Dataset entries

PR #2522, opened 2026-08-26
Fixes #2518 Create the dimension validation state per run

### LINKED ISSUE #2518: DimensionValidator: fire-and-forget validations can overlap on a shared stateful instance
**TL;DR** — Dimension validation runs on a background task that nobody awaits, on a validator instance whose state is shared by every simulation in a snapshot load. So even today, loading a multi-simulation snapshot can attribute warnings to the wrong simulation or throw a `NullReferenceException`, in every host (desktop, CLI, MoBi.R). MoBi.R also carries a Singleton registration of this validator that turns out to be dead code — but a trap. This is a prerequisite for #2424, and fixing it lets `SimulationUpdateTask` return to plain constructor injection.

### The stateful validator

`DimensionValidator` holds per-run state in instance fields (`DimensionValidator.cs:23-27`):

```csharp
private bool _checkDimensions;
private SimulationBuilder _simulationBuilder;
private ValidationResult _result;
```

`Validate` (`:63-82`) wraps itself in a `Task.Run`, assigns both fields, traverses every entity of the model via `AcceptVisitor(this)`, and nulls the fields in a `finally`. Every `Visit` callback funnels into `addNotification` (`:134-141`), which dereferences both fields.

### Defect 1 — validation is fire-and-forget

`SimulationFactory.cs:97-101`:

```csharp
private void validateDimensions(IModel model, SimulationBuilder simulationBuilder)
{
   _dimensionValidator.Validate(model, simulationBuilder)
      .SecureContinueWith(t => showWarnings(t.Result));
}
```

`SecureContinueWith` only attaches continuations — nothing awaits. `CreateModelAndValidate` (`:103-118`) kicks off validation and returns while a pool thread is still walking the model.

### Defect 2 — one validator instance serves an entire snapshot load

The snapshot `SimulationMapper` holds a single `ISimulationFactory` for the whole project load (`SimulationMapper.cs:27`), which holds a single `IDimensionValidator`. Combined with defect 1, the failure needs no parallel loop at all:

1. The sequential loop maps simulation N — its `Validate` starts traversing on a pool thread.
2. The loop proceeds to simulation N+1, builds its model, reaches `validateDimensions` — a second `Validate` starts **on the same instance**.
3. Timing lottery: the second call's `_result = new ValidationResult()` clobbers the first (N's warnings silently land in N+1's result), or the first call's `finally` nulls `_result`/`_simulationBuilder` mid-traversal of the second — `NullReferenceException` in `addNotification` (`_simulationBuilder.BuilderFor(...)` at `:136`).

Related: the continuation publishes `ShowValidationResultsEvent` from the pool thread (`SimulationFactory.cs:136-139`) — in the desktop host, UI subscribers receive it off the UI thread; in the #2189 parallel-update path, N of these can fire concurrently.

The #2189 path avoids the per-instance overlap only because each worker resolves its own `ISimulationFactory` and uses its validator once (`SimulationUpdateTask.cs:145-157`). Parallelizing the snapshot loop (#2424) with the current mapper-held factory would turn the overlap from rare to routine.

### The dead Singleton registration in MoBi.R

`RRegister.cs:64` registers the validator as Singleton:

```csharp
container.Register<IDimensionValidator, DimensionValidator>(LifeStyle.Singleton);
```

But the container resolves the **first** registration for a service, and `CoreRegister`'s assembly scan — which registers `DimensionValidator` transient (it is not in the exclude list, `CoreRegister.cs:41-62`) — runs earlier in the MoBi.R bootstrap (`Bootstrap\ApplicationStartup.cs:23-25`). So this line is silently ineffective. As written it documents a lifestyle that is not in effect, and if a future bootstrap reordering ever made it win, every consumer in the MoBi.R process would share one mutable validator. It should be removed.

### Proposed work

- [ ] Make `Validate` stateless: the visitor-callback signatures cannot take extra parameters, so extract the traversal into a per-call visitor object instantiated inside `Validate` — the same pattern Open-Systems-Pharmacology/OSPSuite.Core#2887 used (e.g. `FormulaOriginVisitor`, "created per call so that the task remains stateless"). Lifestyle then stops mattering.
- [ ] Remove the ineffective Singleton registration in `RRegister.cs`.
- [ ] Decide whether dimension validation should be awaited, so warnings deterministically belong to the simulation that produced them and `ShowValidationResultsEvent` is not published from arbitrary pool threads.

### Follow-on simplification enabled by this fix

`SimulationUpdateTask.configureSimulation` (`:145-157`) resolves `ISimulationConfigurationFactory`, `ISimulationFactory`, and `ICloneManagerForBuildingBlock` per worker, with the comment "resolve services per-instance because some services are not stateless". Tracing that graph, only two leaves are actually stateful: `DimensionValidator` (this issue) and `CloneManagerForBuildingBlock` (per-operation formula caches, `CloneManagerForBuildingBlock.cs:45-47`); `SimulationFactory` and `SimulationConfigurationFactory` themselves hold only readonly fields. With the validator stateless and the clone manager given the per-call-instance treatment (the `DynamicFactory` pattern Core uses for `IModelValidatorFactory`), all three services become safely constructor-injectable — the resolve-per-worker block in `SimulationUpdateTask` can be deleted, and the parallel snapshot loop in #2424 needs no per-worker resolution either.

**Correction (2026-08-27, after the review of #2520):** the clone manager did not get the per-call-instance treatment. What shipped in #2522 is narrower: `SimulationFactory` resolves `ICloneManagerForBuildingBlock` per call inside its own methods, while `SimulationConfigurationFactory` still constructor-injects the stateful instance (used by `CreateFromProjectTemplatesBasedOn`) and `configureSimulation` also uses one directly for `Clone(templateConfiguration)`. The resolve-per-worker block therefore stays — it is what gives each worker its own clone manager instances; only the `ISimulationFactory` resolve became redundant. The parallel snapshot loop in #2424 is unaffected: it reaches the clone manager only through `SimulationFactory`'s per-call resolve.

rwmcintosh:
Fixes #2518

> Requires OSPSuite.Core **13.0.164** (contains Open-Systems-Pharmacology/OSPSuite.Core#2959) — already referenced by this branch.

### What changes

`DimensionValidator` no longer holds per-run state: the visiting state moves into a `ValidationRun` visitor created inside each `Validate` call, so concurrent validations on the same instance stay independent. The ineffective singleton registration of `IDimensionValidator` in `MoBi.R` is removed.

### Why

Dimension validation runs on `Task.Run` and is never awaited (`SimulationFactory.validateDimensions` only attaches continuations via `SecureContinueWith`), while the snapshot `SimulationMapper` holds a single `ISimulationFactory` — and therefore a single `IDimensionValidator` — for an entire project load. So even in today's sequential loop, simulation N+1's validation can begin on the same instance while simulation N's is still traversing: the second `_result = new ValidationResult()` clobbers the first, and the first call's `finally` nulls `_result`/`_simulationBuilder` mid-traversal of the second, producing a `NullReferenceException` in `addNotification` or warnings attributed to the wrong simulation.

The `MoBi.R` registration was silently ineffective anyway — the container resolves the first registration for a service, and `CoreRegister`'s scan (transient) runs earlier in the MoBi.R bootstrap — so it documented a lifestyle that was not in effect.

This is a prerequisite for #2424 (parallel model construction during snapshot load).

### Tests

A new spec runs two validations concurrently on the same validator with a deterministic interleaving and asserts each reports only its own messages. It fails against the previous implementation.

## Summary by CodeRabbit

- **Bug Fixes**
  - Improved dimension validation so simultaneous validation operations remain isolated and return the correct messages for each operation.
  - Removed an unnecessary validator registration from the R integration.

- **Chores**
  - Updated OSPSuite-related components across the application and test projects to version 13.0.164.

- **Tests**
  - Added coverage for concurrent dimension validation scenarios to help prevent cross-operation result mixing.

### DIFF
--- a/src/MoBi.Core/Services/DimensionValidator.cs
+++ b/src/MoBi.Core/Services/DimensionValidator.cs
@@ -1,4 +1,4 @@
-using System;
+﻿using System;
 using System.Collections.Generic;
 using System.Linq;
 using System.Threading.Tasks;
--- a/src/MoBi.Core/Services/DimensionValidator.cs
+++ b/src/MoBi.Core/Services/DimensionValidator.cs
@@ -1,4 +1,4 @@
-﻿using System;
+using System;
 using System.Collections.Generic;
 using System.Linq;
 using System.Threading.Tasks;
@@ -11,6 +11,7 @@ using OSPSuite.Core.Domain.Formulas;
 using OSPSuite.Core.Domain.UnitSystem;
 using OSPSuite.FuncParser;
 using OSPSuite.Utility.Extensions;
+using OSPSuite.Utility.Visitor;
 using IMoBiCoreUserSettings = MoBi.Core.ICoreUserSettings;
 
 namespace MoBi.Core.Services
@@ -20,11 +21,7 @@ namespace MoBi.Core.Services
       private readonly DimensionParser _dimensionParser;
       private readonly IObjectPathFactory _objectPathFactory;
       private readonly IMoBiCoreUserSettings _userSettings;
-      private bool _checkDimensions;
-      private SimulationBuilder _simulationBuilder;
-      private ValidationResult _result;
       private readonly IDictionary<string, string> _hiddenNotifications;
-      private bool _checkRules;
 
       public DimensionValidator(DimensionParser dimensionParser, IObjectPathFactory objectPathFactory, IMoBiCoreUserSettings userSettings)
       {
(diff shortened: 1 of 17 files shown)


src/MoBi.Core/Services/DimensionValidator.cs
```diff
@@ -64,164 +61,178 @@ public Task<ValidationResult> Validate(IEnumerable<IContainer> containers, Simul
...
-               _result = null;
-            }
+            var validationRun = new ValidationRun(_dimensionParser, _objectPathFactory, _userSettings, _hiddenNotifications, simulationBuilder);
+            containers.Each(c => c.AcceptVisitor(validationRun));
+            return validationRun.Result;
          });
       }
 
-      public void Visit(IEntity entity)
+      private class ValidationRun : IVisitor<IEntity>, IVisitor<IUsingFormula>
```
rwmcintosh, line 70: The validation logic itself is unchanged. This private class is constructed to make the validation state not part of the service, but part of the individual call to `Validate`. Unreachable from parallel calls.

rwmcintosh:
@coderabbitai review please

tests/MoBi.Tests/Core/DimensionValidatorSpecs.cs
```diff
@@ -46,7 +131,7 @@ protected override void Context()
 
          var lengthDimension = new Dimension(new BaseDimensionRepresentation {LengthExponent = 1}, AppConstants.DimensionNames.LENGTH, "cm");
          var molWeightDimension = new Dimension(new BaseDimensionRepresentation { AmountExponent = 1, MassExponent = -1 }, "MW", "mol/g");
-         var areaDimension = new Dimension(new BaseDimensionRepresentation { LengthExponent = 2,}, AppConstants.DimensionNames.AREA, "cm�");
+         var areaDimension = new Dimension(new BaseDimensionRepresentation { LengthExponent = 2,}, AppConstants.DimensionNames.AREA, "cm�");
```
Yuri05: encoding problem?

Yuri05:
s. CodeRabbit suggestion for the test improvement:
image

Yuri05:
This suggestion by CodeRabbit makes sense as well I think:
image

tests/MoBi.Tests/Core/DimensionValidatorSpecs.cs
rwmcintosh: yes. done

rwmcintosh:
All implemented

Yuri05 (approved):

# Work instruction
From the records, copy out each line that includes the string "IEntity".

# Output
-      public void Visit(IEntity entity)
+      private class ValidationRun : IVisitor<IEntity>, IVisitor<IUsingFormula>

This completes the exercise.